Exercise data:
PR #144, opened 2019-10-20
Assignment3 extra credit

dbosco051394:
I've attempted the extra credit. If I didn't satisfy a requirement or have any errors please let me know!

### DIFF
--- a/Inheritance/src/Inheritance/Item.cs
+++ b/Inheritance/src/Inheritance/Item.cs
@@ -1,0 +1,11 @@
+﻿using System;
+using System.Collections.Generic;
+using System.Text;
+
+namespace Inheritance
+{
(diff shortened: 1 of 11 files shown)


Inheritance/src/Inheritance/Item.cs
```diff
@@ -0,0 +1,11 @@
+﻿using System;
+using System.Collections.Generic;
+using System.Text;
+
+namespace Inheritance
+{
+    public interface Item
```
mmwoodfo: I believe this should be named IItem since it is an interface.

dbosco051394: I forgot about that naming convention. I'll add that in. Thanks!

PR #145, opened 2019-10-20
Assignment 3 - Parts 1&2

JerettLatimer:


Inheritance/test/Inheritance.Tests/ActorExtension.cs
```diff
@@ -0,0 +1,19 @@
+﻿using System;
+using System.Collections.Generic;
+using System.Text;
+
+namespace Inheritance
+{
+    static class ActorExtension
+    {
+        public static string Speak(Actor actor) => actor switch
```
breaman: to be an extension method, this signature should be (this Actor actor). I noticed your unit tests never actually call any methods here.

Inheritance/test/Inheritance.Tests/ActorTests.cs
```diff
@@ -6,8 +6,55 @@ namespace Inheritance.Tests
...
+        public void PennySpeaks()
         {
+            // Arrange
+            var pennyTest = new Penny();
+
+            // Act
+            string phrase = "My name is Penny!";
+
+            // Assert
+            Assert.AreEqual(phrase, pennyTest.Phrase());
```
breaman: These tests call the class methods directly instead of using the extension method to figure out what should be called. These all should have called .Speak instead.

PR #146, opened 2019-10-20
Assignment 3- parts 1 and 2

AustinHall7798:
I think I have everything, but any feedback is appreciated


Inheritance/test/Inheritance.Tests/PrinterTests.cs
```diff
@@ -7,36 +7,101 @@
 namespace Inheritance.Tests
 {
     [TestClass]
-    public class PersonPrinterTests
+    public class PrinterTests
     {
         [TestMethod]
-        public void PersonGetsPrinted()
+        public void ItemGetsPrinted()
```
JerettLatimer: Good job on your tests. They effectively test for expected and edge cases including null.

AustinHall7798:
After looking at others' assignments, I realize maybe I wasn't supposed to create a constructor for Food and Television so I'll go without that on the extra credit portion

Inheritance/test/Inheritance.Tests/ActorTests.cs
```diff
@@ -6,8 +7,67 @@ namespace Inheritance.Tests
...
+        }
+
+        [TestMethod]
+        public void PennySpeakTest_()
+        {
+            //Arrange
+            Penny penny = new Penny();
+
+            //Act
+            string speech = ExtensionClass.Speak(penny);
```
breaman: Since this was written as an extension method, you could have just called this as penny.Speak() as well.

Inheritance/test/Inheritance.Tests/ActorTests.cs
```diff
@@ -6,8 +7,67 @@ namespace Inheritance.Tests
...
         [TestMethod]
-        public void TestMethod1()
+        [ExpectedException(typeof(ArgumentNullException))]
+        public void NullValuePassedToSpeak_ExceptionExpected()
         {
+            ExtensionClass.Speak(null);
+        }
+
+        [TestMethod]
+        public void PennySpeakTest_()
```
breaman: you shouldn't end your method names with an underscore.

Inheritance/test/Inheritance.Tests/ActorTests.cs
```diff
@@ -6,8 +7,67 @@ namespace Inheritance.Tests
...
+        public void SheldonSpeakTest_()
+        {
+            //Arrange
+            Sheldon sheldon = new Sheldon();
+
+            //Act
+            string speech = ExtensionClass.Speak(sheldon);
+
+            //Assert
+            Assert.AreEqual(speech, "Bazinga!");
```
breaman: the signature for AreEqual is (expected, actual) so these parameters should have been swapped.

PR #147, opened 2019-10-21
Assignment3

twofingerrightclick:


markdietzler:
Not testing for null actor or writer?

skozubenko1:
I like how you break all your work down with comments

Inheritance/src/Inheritance/BigBangCastMembers.cs
```diff
@@ -0,0 +1,69 @@
...
+
+        
+        public void Speak(TextWriter writer)
+        {
+            writer.WriteLine(Name + " says \"Who do we love?\"");
+        }
+    }
+
+
+    public class Raj : Actor
```
breaman: Best practices has a separate file per class, these should not have been grouped into one big file.

Inheritance/src/Inheritance/BigBangCastMembers.cs
```diff
@@ -0,0 +1,69 @@
...
+        public string Name
+        {
+            get { return "Raj"; }
+
+        }
+
+
+        private bool womenPresent= false;
+
+        public bool WomenPresent
```
breaman: you could have just made this an auto-implemented property

Inheritance/test/Inheritance.Tests/ActorTests.cs
```diff
@@ -1,13 +1,106 @@
...
+
+            string lineWritten = writerHelper(actor);
+            
+            Assert.AreEqual("Raj mumbles", lineWritten);
+                    
+                
+            
+        }
+
+        public string writerHelper(Actor actor)
```
breaman: methods should be defined as PascalCase.

Inheritance/test/Inheritance.Tests/PrinterTests.cs
```diff
@@ -34,9 +34,41 @@ public void PersonGetsPrinted()
                 }
             }
         }
+
+        [TestMethod]
```
breaman: Where is the test for Food?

What the task requires: What is the number of lines in the listing that contain the string "extra"? Reply with that number alone.

Solution to this task: 3